→ **Task to carry out**:
Print the first line of the records below and every line after it, up to and including the line with "Reuse the args". Print nothing else.

Stored data:

• • • • •

PR #1119, opened 2018-05-04
Recycle block args

mzgoddard:
### Proposed Changes

Create an object on the BlockExecuteCache for each block that is assigned the arguments that is passed on to a block function call.

### Reason for Changes

Reuse the args object built for each block function call. The args can be reused in relation to their BlockExecuteCache data. The shape of the args instance is defined by its fields and inputs, and every field and input is assigned each iteration of the same block so old values can <ins>not</ins> persist into a call of a block function with data from another block.

In a performance critical region like `execute` reducing object instantiation greatly improves performance.

### DIFF
--- a/src/engine/execute.js
+++ b/src/engine/execute.js
@@ -118,6 +118,28 @@ const FieldKind = {
     DYNAMIC: 'DYNAMIC'
 };
 
+const BlockCached = function (cached) {
+    this._initialized = false;
+
+    this.opcode = cached.opcode;
+    this.fields = cached.fields;
+    this.inputs = cached.inputs;
+    this.mutation = cached.mutation;
+
+    this._isHat = false;
+    this._blockFunction = null;
+    this._definedBlockFunction = false;
+    this._isShadowBlock = false;
+    this._shadowValue = null;
+    this._fields = null;
+    this._fieldKind = FieldKind.NONE;
+    this._fieldVariable = null;
+    this._fieldList = null;
+    this._fieldBroadcastOption = null;
+    this._argValues = null;
+    this._inputs = null;
+};
+
 /**
  * Execute a block.
  * @param {!Sequencer} sequencer Which sequencer is executing.
@@ -132,12 +154,12 @@ const execute = function (sequencer, thread, recursiveCall) {
     const currentStackFrame = thread.peekStackFrame();
 
     let blockContainer = thread.blockContainer;
-    let block = blockContainer.getBlock(currentBlockId);
-    if (typeof block === 'undefined') {
+    let blockCached = BlocksExecuteCache.getCached(blockContainer, currentBlockId, BlockCached);;
+    if (blockCached === null) {
         blockContainer = runtime.flyoutBlocks;
-        block = blockContainer.getBlock(currentBlockId);
+        blockCached = BlocksExecuteCache.getCached(blockContainer, currentBlockId, BlockCached);
         // Stop if block or target no longer exists.
-        if (typeof block === 'undefined') {
+        if (blockCached === null) {
             // No block found: stop the thread; script no longer exists.
             sequencer.retireThread(thread);
             return;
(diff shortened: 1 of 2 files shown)


src/engine/execute.js
```diff
@@ -107,16 +107,161 @@ const handleReport = function (
...
+        // Assign opcode isHat and blockFunction data to avoid dynamic lookups.
+        this._isHat = runtime.getIsHat(opcode);
+        this._blockFunction = runtime.getOpcodeFunction(opcode);
+        this._definedBlockFunction = typeof this._blockFunction !== 'undefined';
+
+        const fieldKeys = Object.keys(fields);
+
+        // Store the current shadow value if there is a shadow value.
+        this._isShadowBlock = fieldKeys.length === 1 && Object.keys(inputs).length === 0;
+        this._shadowValue = this._isShadowBlock && fields[fieldKeys[0]].value;
```
kchadha: I think shadowBlock/shadowValue is not the best name for what this represents. It looks like this refers to any 'field' of a block, whereas shadows are specifically used for block fields that are 'pluggable'. Maybe rename this to _isfieldBlock and _fieldValue?

src/engine/execute.js
```diff
@@ -107,16 +107,161 @@ const handleReport = function (
...
+            } else if (fieldName === 'LIST') {
+                this._argValues.LIST = {
+                    id: fields.LIST.id,
+                    name: fields.LIST.value
+                };
+            } else if (fieldName === 'BROADCAST_OPTION') {
+                this._argValues.BROADCAST_OPTION = {
+                    id: fields.BROADCAST_OPTION.id,
+                    name: fields.BROADCAST_OPTION.value
+                };
```
kchadha: why not combine the above cases into one condition and use fieldName as a reference for the specific fields key?

src/engine/execute.js
```diff
@@ -107,16 +107,161 @@ const handleReport = function (
...
+            } else {
+                this._argValues[fieldName] = fields[fieldName].value;
+            }
+        }
+
+        // Remove custom_block. It is not part of block execution.
+        delete this._inputs.custom_block;
```
kchadha, line 236: I'm not sure I understand what's happening here.

src/engine/execute.js
```diff
@@ -107,16 +107,161 @@ const handleReport = function (
...
+
+            // We can go ahead and compute BROADCAST_INPUT if it is a shadow value.
+            const broadcastInput = this._inputs.BROADCAST_INPUT;
+            if (broadcastInput.block === broadcastInput.shadow) {
+                // Shadow dropdown menu is being used.
+                // Get the appropriate information out of it.
+                const shadow = blockContainer.getBlock(broadcastInput.shadow);
+                const broadcastField = shadow.fields.BROADCAST_OPTION;
+                this._argValues.BROADCAST_OPTION.id = broadcastField.id;
+                this._argValues.BROADCAST_OPTION.name = broadcastField.name;
```
kchadha: the RHS on this line should read `broadcastField.value`

kchadha (changes requested):
I had some minor comments/questions and found a bug.

src/engine/execute.js
mzgoddard: This is how shadow values are stored in blocks. They are are in blocks with no inputs and 1 field. These two members are specifically used in execute by a block of code that determines the block is a block containing a shadow value and reports the shadow value in the only field.

src/engine/execute.js
mzgoddard: `custom_block` is information stored in inputs of a block that determines non-execution details. Before BlocksExecuteCache the for loop on inputs in execute skipped any `inputName === 'custom_block'` inputs. Every input of every executed block made that test. With BlocksExecuteCache we can make a clone of `inputs` and remove the ignored field for a performance gain.

src/engine/execute.js
mzgoddard: Here's the comment from the relevant block in execute.

```js
// Hats and single-field shadows are implemented slightly differently
// from regular blocks.
// For hats: if they have an associated block function, it's treated as a
// predicate; if not, execution will proceed as a no-op. For single-field
// shadows: If the block has a single field, and no inputs, immediately
// return the value of the field.
```

mzgoddard: Instead of changing the names I made the `_isShadowBlock` containing an additional detail for whether its a shadow block or not. Now `_isShadowBlock` is true when the block can only refer to a block and false when it is not a shadow block.

mzgoddard:
Thank you for your review @kchadha.

rschamp (approved):
This looks great, thanks @mzgoddard. I will let @kchadha give the final sign-off.

kchadha (approved):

• • • • •

→ **Answer space**:
PR #1119, opened 2018-05-04
Recycle block args

mzgoddard:
### Proposed Changes

Create an object on the BlockExecuteCache for each block that is assigned the arguments that is passed on to a block function call.

### Reason for Changes

Reuse the args object built for each block function call. The args can be reused in relation to their BlockExecuteCache data. The shape of the args instance is defined by its fields and inputs, and every field and input is assigned each iteration of the same block so old values can <ins>not</ins> persist into a call of a block function with data from another block.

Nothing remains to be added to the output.